On pourrait qualifier cette démarche de pragmatique, car elle ne dédouane en rien une certaine schizophrénie dont l’administration américaine fait preuve en tolérant des régimes fiscaux très favorables de certains États américains, comme le Delaware, le Wyoming et le Nevada, ou encore la présence de très grands groupes industriels américains aux îles Caïmans ou aux Bermudes, qui ne figurent plus, soit dit en passant, sur les listes françaises des paradis fiscaux depuis le début de cette année.

Tous ces éléments de contexte côté américain ne peuvent que nous engager à soutenir l’appel à la vigilance exprimé par notre rapporteur, Michèle André, qui a notamment attiré l’attention du Gouvernement sur la question de la compatibilité des normes entre elles.

Cela me permet d’évoquer à cet instant la passionnante audition de M. Jérôme Haas, président de l’Autorité des normes comptables, malheureusement décédé récemment, qui avait démontré en face de la commission, avec beaucoup de clarté, à quel point, aujourd’hui, ce sont les normes comptables anglo-saxonnes qui s’imposent dans la finance mondialisée ; oui, il y a bien là un point de vigilance qu’il était important de souligner.

Cet accord FATCA constitue donc un point d’appui pour la France, mais il doit aussi permettre d’avancer vers ce fameux standard international que tous les États semblent appeler de leurs vœux aujourd’hui, c’est-à-dire l’échange automatique d’informations entre tous les États.
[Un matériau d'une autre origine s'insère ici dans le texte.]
PR #1041, opened 2021-04-06
MINIFICPP-1358 Add SendBody property functionality to InvokeHTTP processor

lordgamez:
Previously send-message-body property was available and documented in InvokeHTTP processor, but it had no functionality behind it. It is added and the documentation is updated with all available properties.

### For all changes:
     in the commit message?

### For code changes:

### Note:

### DIFF
--- a/PROCESSORS.md
+++ b/PROCESSORS.md
@@ -693,7 +693,8 @@ In the list below, the names of required properties appear in bold. Any other pr
 |Put Response Body in Attribute|||If set, the response body received back will be put into an attribute of the original FlowFile instead of a separate FlowFile. The attribute key to put to is determined by evaluating value of this property.|
 |Read Timeout|15 secs||Max wait time for response from remote service.|
 |Remote URL|||Remote URL which will be connected to, including scheme, host, port, path.<br/>**Supports Expression Language: true**|
-|send-message-body|true||If true, sends the HTTP message body on POST/PUT/PATCH requests (default).  If false, suppresses the message body and content-type header for these requests.|
+|send-message-body|true||DEPRECATED. Only kept for backwards compatibility, no functionality is included.|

Toutefois, pragmatisme et volontarisme ne suffiront pas, chacun le sait pertinemment. Depuis septembre 2009, date à laquelle l’ancien Président de la République décréta avec fracas la fin des paradis fiscaux, beaucoup d’eau a coulé sous les ponts, mais beaucoup d’argent liquide s’est aussi déversé dans les coffres des banques des paradis fiscaux !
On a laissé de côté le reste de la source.